DATA SHOWN:
=== Begin Enclosure ===
Issue #1809, opened 2023-03-13
[e2e]: docker-based workflow_dispatch main default slsa3 


ianlewis:
Repo: https://github.com/slsa-framework/example-package/tree/main
Run: https://github.com/slsa-framework/example-package/actions/runs/4401076291
Workflow file: https://github.com/slsa-framework/example-package/tree/main/.github/workflows/e2e.docker-based.workflow_dispatch.main.default.slsa3.yml
Workflow runs: https://github.com/slsa-framework/example-package/actions/workflows/e2e.docker-based.workflow_dispatch.main.default.slsa3.yml
Trigger: workflow_dispatch
Branch: main
Date: Mon Mar 13 03:23:32 UTC 2023

ianlewis:
Is the number in the `RUNNER_NAME` some kind of version number? I suppose this test would then fail whenever the version is updated?

```
 GitHub Actions 9 == GitHub Actions 4 :: .predicate.buildDefinition.systemParameters.RUNNER_NAME should be GitHub Actions 4
```

ianlewis:
The check looks like it should be ok. It seems like perhaps a workflow could run jobs on GitHub Actions runners that have different versions and that `RUNNER_NAME` could be different from job to job? That brings into question some of our assumptions about values being the same between the `setup-token` job and the job that runs the delegator workflow.

asraa:
> It seems like perhaps a workflow could run jobs on GitHub Actions runners that have different versions and that RUNNER_NAME could be different from job to job?

Yes, I keep hitting this in my workflows: see https://github.com/slsa-framework/slsa-github-generator/pull/1785

I havent yet seen it in any of the delegator workflows, but maybe we don't have that testing set up yet -- our verify-token (which does check RUNNER_NAME) runs in the same job where it was created: https://github.com/slsa-framework/slsa-github-generator/blob/8762ebb0d785f04513ff2900d2a5c7e771cf81b3/.github/workflows/e2e.verify-token.schedule.yml#L21-L48

Realistically, we should separate the jobs out, to mimic how they would be called in a TRW, IMO cc @laurentsimon

asraa:
RUNNER_NAME is verified in the common build definition scripts: https://github.com/slsa-framework/slsa-github-generator/blob/4df91f822551fe7916cc7ebc513c8f429fd26181/.github/workflows/scripts/e2e-verify.common.sh#L90

(but yes, wouldn't have seen it in actual delegator runs!)

[...]

PR #1815, opened 2023-03-13
fix: fix runner verification of predicate

asraa:
May fix https://github.com/slsa-framework/slsa-github-generator/issues/1809

* RUNNER_NAME and RUNNER_VERSION may differ between the jobs that create the predicate and the one that verifies, so only test for presence of the field.

### DIFF
--- a/.github/workflows/scripts/e2e-utils.sh
+++ b/.github/workflows/scripts/e2e-utils.sh
@@ -84,8 +84,8 @@ _e2e_verify_query() {
 _e2e_verify_presence() {
     local attestation="$1"
     local query="$2"
-    name=$(echo -n "${attestation}" | jq -c -r "${query}")
-    assert_true "${name}" "${query} should be ${expected}"
+    name=$(echo -n "${attestation}" | jq -c -r "${query} | select(type != \"null\")")
+    assert_not_empty "${name}" "${query} should not be empty"
 }
 
 e2e_verify_predicate_v1_buildDefinition_externalParameters_workflow_path() {
--- a/.github/workflows/scripts/e2e-utils.sh
+++ b/.github/workflows/scripts/e2e-utils.sh
@@ -80,6 +80,14 @@ _e2e_verify_query() {
     e2e_assert_eq "${name}" "${expected}" "${query} should be ${expected}"
 }
 
+# _e2e_verify_presence verifies that the result of the given jq query is present.
+_e2e_verify_presence() {
+    local attestation="$1"
+    local query="$2"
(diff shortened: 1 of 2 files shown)


.github/workflows/scripts/e2e-utils.sh
```diff
@@ -80,6 +80,14 @@ _e2e_verify_query() {
     e2e_assert_eq "${name}" "${expected}" "${query} should be ${expected}"
 }
 
+# _e2e_verify_presence verifies that the result of the given jq query is present.
+_e2e_verify_presence() {
+    local attestation="$1"
+    local query="$2"
+    name=$(echo -n "${attestation}" | jq -c -r "${query}")
+    assert_true "${name}" "${query} should be ${expected}"
```
ianlewis, line 88: IIUC `assert_true` is going to check for the JS boolean value `true` (or string value `"true"`). You probably want to check that the value is empty.

Also `jq` prints "null" when the value isn't present so you can add another check for the return value's type != null.

```suggestion
    name=$(echo -n "${attestation}" | jq -c -r "${query}  | select(type != \"null\")")
    assert_not_empty "${name}" "${query} should be ${expected}"
```

.github/workflows/scripts/e2e-verify.common.sh
```diff
@@ -84,11 +84,13 @@ e2e_verify_common_buildDefinition_v1() {
...
-    e2e_verify_predicate_v1_buildDefinition_systemParameters "$1" "IMAGE_VERSION" "$ImageVersion"
     e2e_verify_predicate_v1_buildDefinition_systemParameters "$1" "RUNNER_ARCH" "$RUNNER_ARCH"
-    e2e_verify_predicate_v1_buildDefinition_systemParameters "$1" "RUNNER_NAME" "$RUNNER_NAME"
     e2e_verify_predicate_v1_buildDefinition_systemParameters "$1" "RUNNER_OS" "$RUNNER_OS"
+    # These may differ between the jobs that created the predicate and the job that
+    # verifies.
+    e2e_present_predicate_v1_buildDefinition_systemParameters "$1" "RUNNER_NAME"
+    e2e_present_predicate_v1_buildDefinition_systemParameters "$1" "IMAGE_VERSION"
+
 }
```
ianlewis, line 94: nit: remove extra line.
```suggestion
    e2e_present_predicate_v1_buildDefinition_systemParameters "$1" "RUNNER_NAME"
    e2e_present_predicate_v1_buildDefinition_systemParameters "$1" "IMAGE_VERSION"
}
```

ianlewis (approved):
=== End Enclosure ===
TASK TO COMPLETE:
Produce a precise copy of all the material above.

SOLUTION TO THIS PROBLEM:
Issue #1809, opened 2023-03-13
[e2e]: docker-based workflow_dispatch main default slsa3 


ianlewis:
Repo: https://github.com/slsa-framework/example-package/tree/main
Run: https://github.com/slsa-framework/example-package/actions/runs/4401076291
Workflow file: https://github.com/slsa-framework/example-package/tree/main/.github/workflows/e2e.docker-based.workflow_dispatch.main.default.slsa3.yml
Workflow runs: https://github.com/slsa-framework/example-package/actions/workflows/e2e.docker-based.workflow_dispatch.main.default.slsa3.yml
Trigger: workflow_dispatch
Branch: main
Date: Mon Mar 13 03:23:32 UTC 2023

ianlewis:
Is the number in the `RUNNER_NAME` some kind of version number? I suppose this test would then fail whenever the version is updated?

```
 GitHub Actions 9 == GitHub Actions 4 :: .predicate.buildDefinition.systemParameters.RUNNER_NAME should be GitHub Actions 4
```

ianlewis:
The check looks like it should be ok. It seems like perhaps a workflow could run jobs on GitHub Actions runners that have different versions and that `RUNNER_NAME` could be different from job to job? That brings into question some of our assumptions about values being the same between the `setup-token` job and the job that runs the delegator workflow.

asraa:
> It seems like perhaps a workflow could run jobs on GitHub Actions runners that have different versions and that RUNNER_NAME could be different from job to job?

Yes, I keep hitting this in my workflows: see https://github.com/slsa-framework/slsa-github-generator/pull/1785

I havent yet seen it in any of the delegator workflows, but maybe we don't have that testing set up yet -- our verify-token (which does check RUNNER_NAME) runs in the same job where it was created: https://github.com/slsa-framework/slsa-github-generator/blob/8762ebb0d785f04513ff2900d2a5c7e771cf81b3/.github/workflows/e2e.verify-token.schedule.yml#L21-L48

Realistically, we should separate the jobs out, to mimic how they would be called in a TRW, IMO cc @laurentsimon

asraa:
RUNNER_NAME is verified in the common build definition scripts: https://github.com/slsa-framework/slsa-github-generator/blob/4df91f822551fe7916cc7ebc513c8f429fd26181/.github/workflows/scripts/e2e-verify.common.sh#L90

(but yes, wouldn't have seen it in actual delegator runs!)

[...]

PR #1815, opened 2023-03-13
fix: fix runner verification of predicate

asraa:
May fix https://github.com/slsa-framework/slsa-github-generator/issues/1809

* RUNNER_NAME and RUNNER_VERSION may differ between the jobs that create the predicate and the one that verifies, so only test for presence of the field.

### DIFF
--- a/.github/workflows/scripts/e2e-utils.sh
+++ b/.github/workflows/scripts/e2e-utils.sh
@@ -84,8 +84,8 @@ _e2e_verify_query() {
 _e2e_verify_presence() {
     local attestation="$1"
     local query="$2"
-    name=$(echo -n "${attestation}" | jq -c -r "${query}")
-    assert_true "${name}" "${query} should be ${expected}"
+    name=$(echo -n "${attestation}" | jq -c -r "${query} | select(type != \"null\")")
+    assert_not_empty "${name}" "${query} should not be empty"
 }
 
 e2e_verify_predicate_v1_buildDefinition_externalParameters_workflow_path() {
--- a/.github/workflows/scripts/e2e-utils.sh
+++ b/.github/workflows/scripts/e2e-utils.sh
@@ -80,6 +80,14 @@ _e2e_verify_query() {
     e2e_assert_eq "${name}" "${expected}" "${query} should be ${expected}"
 }
 
+# _e2e_verify_presence verifies that the result of the given jq query is present.
+_e2e_verify_presence() {
+    local attestation="$1"
+    local query="$2"
(diff shortened: 1 of 2 files shown)


.github/workflows/scripts/e2e-utils.sh
```diff
@@ -80,6 +80,14 @@ _e2e_verify_query() {
     e2e_assert_eq "${name}" "${expected}" "${query} should be ${expected}"
 }
 
+# _e2e_verify_presence verifies that the result of the given jq query is present.
+_e2e_verify_presence() {
+    local attestation="$1"
+    local query="$2"
+    name=$(echo -n "${attestation}" | jq -c -r "${query}")
+    assert_true "${name}" "${query} should be ${expected}"
```
ianlewis, line 88: IIUC `assert_true` is going to check for the JS boolean value `true` (or string value `"true"`). You probably want to check that the value is empty.

Also `jq` prints "null" when the value isn't present so you can add another check for the return value's type != null.

```suggestion
    name=$(echo -n "${attestation}" | jq -c -r "${query}  | select(type != \"null\")")
    assert_not_empty "${name}" "${query} should be ${expected}"
```

.github/workflows/scripts/e2e-verify.common.sh
```diff
@@ -84,11 +84,13 @@ e2e_verify_common_buildDefinition_v1() {
...
-    e2e_verify_predicate_v1_buildDefinition_systemParameters "$1" "IMAGE_VERSION" "$ImageVersion"
     e2e_verify_predicate_v1_buildDefinition_systemParameters "$1" "RUNNER_ARCH" "$RUNNER_ARCH"
-    e2e_verify_predicate_v1_buildDefinition_systemParameters "$1" "RUNNER_NAME" "$RUNNER_NAME"
     e2e_verify_predicate_v1_buildDefinition_systemParameters "$1" "RUNNER_OS" "$RUNNER_OS"
+    # These may differ between the jobs that created the predicate and the job that
+    # verifies.
+    e2e_present_predicate_v1_buildDefinition_systemParameters "$1" "RUNNER_NAME"
+    e2e_present_predicate_v1_buildDefinition_systemParameters "$1" "IMAGE_VERSION"
+
 }
```
ianlewis, line 94: nit: remove extra line.
```suggestion
    e2e_present_predicate_v1_buildDefinition_systemParameters "$1" "RUNNER_NAME"
    e2e_present_predicate_v1_buildDefinition_systemParameters "$1" "IMAGE_VERSION"
}
```

ianlewis (approved):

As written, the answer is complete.